EFFECTS OF THE HERBICIDE ACIFLUORFEN IN THE R59W PROTOPORPHYRINOGEN OXIDASE MUTANT MOUSE MODEL FOR VARIEGATE PORPHYRIA

A Medlock, R Meldau, A Corrigall, A Josias, R Hift, Pete Meissner

Lennox Eales Porphyria Laboratories, UCT/MRC Liver Research Centre and IIDMM, K-floor Old GSH Main Building, Observatory, South Africa

Variegate porphyria (VP) is inherited as an autosomal dominant disorder with variable penetrance. The prevalent mutation underlying the disease in South Africa is the R59W mutation in protoporphyrinogen oxidase (PPOX). The clinical features of the disease are photosensitivity and acute neurovisceral attack. Drugs, chemicals and infections can precipitate acute attacks. There is no truly satisfactory lab. or animal model of VP. The R59W mouse model is established in our lab. However, pilot experiments in our labs suggest that the R59W defect alone is not sufficient to induce typical VP biochemistry in mice and further inhibition by chemical means (such as feeding the mice a known PPOX inhibitor, acifluorfen) may be necessary to provoke a useful porphyrin phenotype. In this study we establish the R59W VP mouse model further by the measurement of ALA synthase (ALAS), PBG deaminase (PBGD) and PPOX enzyme activities in the haem biosynthetic pathway. The affect of further inhibition of PPOX on the R59W heterozygous mice and wild type mice (controls) was also studied by adding aciflurofen (AF) to the mice diet as appropriate.

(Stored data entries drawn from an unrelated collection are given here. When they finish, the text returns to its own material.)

PR #114, opened 2024-11-18
Feature 92 severa lambda design for sprint view

Hanhz2707:


src/functions/forecast/list-allocations/mockData6.json
```diff
@@ -0,0 +1,6 @@
+{
+    "headers": {
+      "Content-Type": "application/json"
+    },
```
dalju005-xamk: I think you should not try to merge mockData to develop

src/database/models/flextime.ts
```diff
@@ -0,0 +1,9 @@
+/**
+ * What Flextime returns from Severa.
+ */
+interface Flextime {
+  totalFlextimeBalance: number | null;
```
dalju005-xamk: Why is this added here ? It should already be in develop ?

src/functions/forecast/list-allocations/mockData6.json
Hanhz2707: done

src/database/models/flextime.ts
Hanhz2707: hmmm... i actually have no idea

src/database/services/severa-api-service.ts
```diff
@@ -1,20 +1,26 @@
...
 import { DateTime } from "luxon";
 
 /**
  * Interface for a SeveraApiService.
  */
 export interface SeveraApiService {
   getFlextimeBySeveraUserId: (severaUserId: string) => Promise<Flextime>;
+  getResourceAllocation: (severaUserId: string) => Promise<ResourceAllocationModel[]>;
+  getPhasesBySeveraProjectId: (severaProjectId: string) => Promise<Phase[]>;
+  getWorkHoursBySeveraId: ( severaProjectId?: string, severaUserId?: string, severaPhaseId?: string, startDate?: string, endDate?: string) => Promise<WorkHours[]>;
```
naStipe: ResourceAllocationModel and Phase. Is it possible to either have "Model" in all of them or in none to keep it constant in the project?

naStipe (approved):

dalju005-xamk (approved):

src/database/models/phase.ts
```diff
@@ -0,0 +1,23 @@
...
+/**
+ * Severa model for project
+ */
+interface PhaseProjectSubModel{
+  severaProjectId: string;
+  name: string;
+  isClosed: boolean;
+}
+
+export default PhaseModel;
```
Jdallos: I would suggest moving these types into the types folder, perhaps creating a types/severa/pase folder. As we are not doing any DB operations here and so they don't need to be in the database/models folder.

Similar should be done for models/resourceAllocartion and models/workhours

src/database/models/phase.ts
```diff
@@ -0,0 +1,23 @@
+/**
+ * Severa model for Phases
+ */
+interface PhaseModel {
+  severaPhaseId: string;
+  name: string;
+  isCompleted: boolean;
+  workHoursEstimate: number;
+  startDate: Date;
+  deadLine: Date;
```
Jdallos: Do you think endDate might be a clearer name than deadLine? Assuming that's what deadline is. It would be more in line with other schemas in the project.

src/database/models/phase.ts
```diff
@@ -0,0 +1,23 @@
...
+  project: PhaseProjectSubModel;
+}
+
+/**
+ * Severa model for project
```
Jdallos: Can you clarify this Doc (just a couple of words more) a little as its not just a project is it, its a phase project sub module- what relevance does that have?

src/database/models/resourceAllocation.ts
```diff
@@ -0,0 +1,38 @@
+/*
```
Jdallos: Fix indentation in this file, should be spaces 2

src/database/models/resourceAllocation.ts
```diff
@@ -0,0 +1,38 @@
...
+ *  ResourceAllocation model
+*/
+interface ResourceAllocationModel {
+    severaProjectId: string;
+    allocationHours: number;
+    calculatedAllocationHours: number;
+    phase: PhaseSubModel;
+    users: UserSubModel;
+    projects: ResourceAllocationProjectSubModel;
```
Jdallos: Does an allocation always have a phase and a project?
These considerations might become clearer when you start working with the UI. If you think this model is correct then it's fine by me

Jdallos: Looking at the severa Docs it looks like the attributes of the ResourceAllocationPhaseSubmodel are all nullable. Which makes me think the answer to my above question is that an allocation might not always have a phase.

However If in this example the phaseSubmodel from the severa documentation (assuming it's the same as ResourceAllocationPhaseSubmodel)  can have its attributes as nullable (optional) shouldn't that be reflected in your interface below PhaseSubModule? I'd recommend double checking all your severa interfaces to make sure they reflect when attributes are optional. This is likely to also require changes to the spec. Please correct me if I'm misunderstanding something


 Related it might be clearer if you were consistent in the naming, e.g. why have you called it resourceAllocationProjectSubModel, but just phase/userSubModel. We should be consistant in naming.

src/database/services/severa-api-service.ts
```diff
@@ -39,7 +45,86 @@ export const CreateSeveraApiService = (): SeveraApiService => {
           `Failed to fetch flextime: ${response.status} - ${response.statusText}`,
         );
       }
+      return response.json();
+    },
+
+    /** 
+     * Get resource allocation by userId
```
Jdallos, line 54: Missing @param docs
Also the function is not indented in line with the TSDocs as they should be, please fix

src/database/services/severa-api-service.ts
```diff
@@ -39,7 +45,86 @@ export const CreateSeveraApiService = (): SeveraApiService => {
...
+        if (!response.ok) {
+            throw new Error(
+                `Failed to fetch resource allocation: ${response.status} - ${response.statusText}`,
+            );
+        }
+        return response.json();
+    },
+
+    /**
+     * Gets phases by userId
```
Jdallos: Missing @param doc

Jdallos: Description is wrong, isn't it by project Id

src/database/services/severa-api-service.ts
```diff
@@ -39,7 +45,86 @@ export const CreateSeveraApiService = (): SeveraApiService => {
...
+      if (!response.ok) {
+        throw new Error(
+          `Failed to fetch phases: ${response.status} - ${response.statusText}`,
+        );
+      }
+      return response.json();
+    },
+
+    /**
+     * Gets work hours by userId
```
Jdallos: Missing @params Docs

src/database/services/severa-api-service.ts
```diff
@@ -39,7 +45,86 @@ export const CreateSeveraApiService = (): SeveraApiService => {
...
+    getWorkHoursBySeveraId: async (severaProjectId?:string, severaUserId?: string, severaPhaseId?: string, startDate?: string, endDate?: string) => {
+      let url: string;
 
+      if (severaProjectId) {
+        url = `${baseUrl}/v1/projects/${severaProjectId}/workhours`;
+      } else if (severaUserId) {
+        url = `${baseUrl}/v1/users/${severaUserId}/workhours`;
+      } else {
+        url = `${baseUrl}/v1/workhours`;
+      }
```
Jdallos: What about if user passes multiple params e.g. project Id and user Id?
I suspect this needs expanding, perhaps using a switch might help to keep this clean.

src/database/services/severa-api-service.ts
```diff
@@ -39,7 +45,86 @@ export const CreateSeveraApiService = (): SeveraApiService => {
...
+      
+      const queryParams = new URLSearchParams();
+      if (startDate) queryParams.append("startDate", startDate);
+      if (endDate) queryParams.append("endDate", endDate);
+      if (queryParams.toString()) {
+        url += `?${queryParams.toString()}`;
+      }
```
Jdallos: Maybe the switch and this logic should be extracted into a seperate function e.g. constructWorkoutUrl or something

src/database/services/severa-api-service.ts
Jdallos: Maybe the description should be just get workhours as its not necessarily by userId

src/database/services/severa-api-service.ts
```diff
@@ -51,6 +136,9 @@ export const CreateSeveraApiService = (): SeveraApiService => {
  * @returns Access token as string
  */
 const getSeveraAccessToken = async (): Promise<string> => {
+  if (process.env.IS_OFFLINE) {
+    return "test-token";
+  }
```
Jdallos: I think this was removed in a recent PR, does it need to be added back in?

src/database/services/severa-api-service.ts
```diff
@@ -59,7 +147,7 @@ const getSeveraAccessToken = async (): Promise<string> => {
   const requestBody = {
     client_id: client_Id,
     client_secret: client_Secret,
-    scope: "users:read",
+    scope: "projects:read, resourceallocations:read, hours:read",
```
Jdallos: Seems to me you have removed the users: read from scope. Are you sure this won't affect other functions?

src/database/services/severa-api-service.ts
```diff
@@ -39,7 +45,86 @@ export const CreateSeveraApiService = (): SeveraApiService => {
...
+        url = `${baseUrl}/v1/users/${severaUserId}/workhours`;
+      } else {
+        url = `${baseUrl}/v1/workhours`;
+      }
+      
+      const queryParams = new URLSearchParams();
+      if (startDate) queryParams.append("startDate", startDate);
+      if (endDate) queryParams.append("endDate", endDate);
+      if (queryParams.toString()) {
+        url += `?${queryParams.toString()}`;
```
Jdallos: You could look into using the URL class to construct the Url, might be better then url +=

src/functions/severa/list-filtered-workhours/handler.ts
```diff
@@ -0,0 +1,63 @@
...
+import { middyfy } from "src/libs/lambda";
+import type WorkHours from "@database/models/workHours";
+import { FilterUtilities } from "src/libs/filter-utils";
+
+/**
+ * Handler for getting work hours from Severa REST API.
+ *
+ * @param event - API Gateway event containing the userId, projectId, and phaseId.
+ */
+export const getWorkHoursHandler: APIGatewayProxyHandler = async (event) => {
```
Jdallos: File is named list but the handler is get. I would suggest renaming the function to listWorkHoursHandler and the file to lsit-workhours. This will require making the relevant changes to the serverless.ts

src/functions/severa/list-filtered-workhours/handler.ts
```diff
@@ -0,0 +1,63 @@
...
+  const { severaUserId, severaProjectId, severaPhaseId } = event.pathParameters;
+  const { startDate, endDate } = event.queryStringParameters || {};
+
+  try {
+    const api = CreateSeveraApiService();
+    const response: WorkHours[] = await api.getWorkHoursBySeveraId(severaProjectId, severaUserId, severaPhaseId, startDate, endDate);
+
+    const filteredWorkHours = response.filter((workHours:any) => {
```
Jdallos: Don't we have an actual type for workHours here, rather than just any?

src/functions/severa/list-filtered-workhours/handler.ts
```diff
@@ -0,0 +1,63 @@
...
+      return (
+        (!severaUserId || FilterUtilities.filterByUserSevera(workHours.user?.guid, severaUserId)) &&
+        (!severaPhaseId || FilterUtilities.filterByPhaseSevera(workHours.phase?.guid, severaPhaseId)) &&
+        (!startDate || FilterUtilities.filterByDateSevera(workHours.startDate, startDate)) &&
+        (!endDate || FilterUtilities.filterByDateSevera(workHours.endDate, endDate))
```
Jdallos: I'm confused I thought you were filtering the workhours using the functionality from Severa, calling a particular endpoint based on params provided. I think this filtering needs to be cleaned up some more. Perhaps we should discuss if you need some ideas. But currently it seems a bit strange to pass all the params to the request (to filter)(and then to filter the  response again

Jdallos: Also the filtering itself is a little unclear, I wonder if it could be broken down and simplified rather than been a single large condition.

src/functions/severa/list-filtered-workhours/handler.ts
```diff
@@ -0,0 +1,63 @@
...
+      );
+    });
+
+    const mappedWorkHours = filteredWorkHours.map((workHours:any) => ({
```
Jdallos: Does work hours have to be types as any here?

src/functions/severa/list-filtered-workhours/handler.ts
```diff
@@ -0,0 +1,63 @@
...
+      },
+      phase: {
+        severaPhaseId: workHours.phase?.guid,
+        name: workHours.phase?.name,
+      },
+      description: workHours.description,
+      eventDate: workHours.eventDate,
+      quantity: workHours.quantity,
+      startTime: workHours.startTime,
+      endTime: workHours.endTime,
```
Jdallos: Looks to me like some of these attributes are not detailed in the spec. Rememeber the spec must describe what the lambda is doing. It's fine to update the spec if these additional attributes are needed

src/functions/severa/list-phases-by-project/handler.ts
```diff
@@ -0,0 +1,50 @@
...
+    if (!severaProjectId) {
+      return {
+        statusCode: 400,
+        body: JSON.stringify({ message: "Project Id is required" }),
+      };
+    }
+
+    const response = await api.getPhasesBySeveraProjectId(severaProjectId);
+
+    const phases =  response.map((item: any) => ({
```
Jdallos: Would phase be a better name than item? Don't we have a type for it rather than any?

src/functions/severa/list-phases-by-project/handler.ts
```diff
@@ -0,0 +1,50 @@
+import type { APIGatewayProxyHandler } from "aws-lambda";
+import { middyfy } from "src/libs/lambda";
+import { CreateSeveraApiService } from "src/database/services/severa-api-service";
+
+/**
+ * Handler for getting Phases by project from Severa REST API.
+ *
+ * @param event - API Gateway event containing the userId.
+ */
+export const getPhasesHandler: APIGatewayProxyHandler = async (event) => {
```
Jdallos: Consistent naming again, can be called list-phases-by-project as is but the function/ handler name should be updated and this updated will need to also be reflected in the serverless.ts

src/functions/severa/list-phases-by-project/index.ts
```diff
@@ -0,0 +1,16 @@
+import { handlerPath } from "@libs/handler-resolver";
+
+export default {
+  handler: `${handlerPath(__dirname)}/handler.main`,
+  events: [
+    {
+      httpApi: {
+        method: "get",
+        path: "/severa/projects/{severaProjectId}/phaseswithhierarchy",
```
Jdallos: couldn't this endpoint just be phases, rather than phaseswithheirarchy? It's also just phases in the spec

src/functions/severa/list-resource-allocations-by-user/handler.ts
```diff
@@ -0,0 +1,55 @@
+import type { APIGatewayProxyHandler } from "aws-lambda";
+import { CreateSeveraApiService } from "src/database/services/severa-api-service";
+import { middyfy } from "src/libs/lambda";
+
+/**
+ * Handler for getting resourceAllocation by user from Severa REST API.
+ * 
+ * @param event - API Gateway event containing the userId.
+ */
+export const getResourceAllocationHandler: APIGatewayProxyHandler = async (event) => {
```
Jdallos: Consistent naming as described for the previous lambdas, rename handler to listResourceAllocationsHandler.

src/functions/severa/list-resource-allocations-by-user/handler.ts
```diff
@@ -0,0 +1,55 @@
...
+        if(!severaUserId) {
+            return {
+                statusCode: 400,
+                body: JSON.stringify({ message: "User Id is required" }),
+            };
+        }
+
+        const response = await api.getResourceAllocation(severaUserId);
+
+        const resourceAllocation = response.map((item:any) => ({
```
Jdallos: resourceAllocation, not item. Also avoid any type where possible

src/functions/severa/list-resource-allocations-by-user/handler.ts
```diff
@@ -0,0 +1,55 @@
...
+            severaResourceAllocationId: item.guid,
```
Jdallos: This is severaProjectId in the spec, so the spec probably needs fixing

src/functions/severa/list-resource-allocations-by-user/handler.ts
```diff
@@ -0,0 +1,55 @@
+import type { APIGatewayProxyHandler } from "aws-lambda";
```
Jdallos: Fix indentation in this file, check all your files and your default VSCode settings, all indentation should be set at spaces 2

src/functions/severa/list-resource-allocations-by-user/index.ts
```diff
@@ -0,0 +1,16 @@
+import { handlerPath } from "@libs/handler-resolver";
+
+export default {
+  handler: `${handlerPath(__dirname)}/handler.main`,
+  events: [
+    {
+      httpApi: {
+        method: "get",
+        path: "/severa/users/{severaUserId}/resourceallocations/allocations",
```
Jdallos: This does not match the spec, the final endpoint can just be resourceallocations as detailed in the spec.

Jdallos: Also in the spec its severa/userid/resourcealloactions, I think it should be severa/users/userId/resourceallocations. LEave a comment if this needs clarifying

Jdallos: While making this change to the spec I would also suggest changing the severa/{severaUserId}/flextime to be severa/users/{severaUserId}/flextime. It might be worth discussing this change with Aleksi also, I suggest it to make the endpoints clearer, more structured and follow typical REST convention

src/libs/filter-utils.ts
```diff
@@ -32,6 +32,21 @@ export namespace FilterUtilities {
     return true;
   }
 
+
```
Jdallos: Avoid double line breaks

src/libs/filter-utils.ts
```diff
@@ -32,6 +32,21 @@ export namespace FilterUtilities {
...
+  /**
+   * Compares severa dates to target dates
+   * 
+   * @param startDate Start date from Severa
+   * @param endDate End date from Severa
+   * @returns
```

In this study we have developed assays for measuring mouse liver ALAS, PBGD and PPOX activities from a single liver. We have used groups of control mice, R59W heterozygous mice, with and without AF.

PPOX activity was decreased by 50% in the R59W mouse model, as expected. AF (0.125%) resulted in a 42% decrease in PPOX in control mice, and reduced PPOX activity to 29% of control mice when added to R59W VP mice. ALAS was uninduced in VP mice, induced by 170% in control mice on AF, and induced by 530% in R59W VP mice. PBGD gave a similar pattern of induction as ALAS in the various mice groups, but to a lesser extent.

Interestingly baseline hepatic ALAS activity was not routinely upegulated in “normal” VP mice, without added AF. ALAS was induced when AF added to both control and VP mice. As both R59W and WT+AF have 50% PPOX activity, AF appears porphyrinogenic in it’s own right. In the VP mice with added AF the PPOX deficiency appears to be severe enough to engender a haem deficiency, which leads to further ALAS up-regulation, in addition to independent porphyrinogenic effect of AF. As there was a smaller relative increase in PBGD activity, compared to induction of ALAS, either there is PBGD molar insufficiency, or PBGD is being (relatively) inhibited by protoporphyrinogen when PPOX activity is severely diminished, such as occurred in the VP mice with added AF.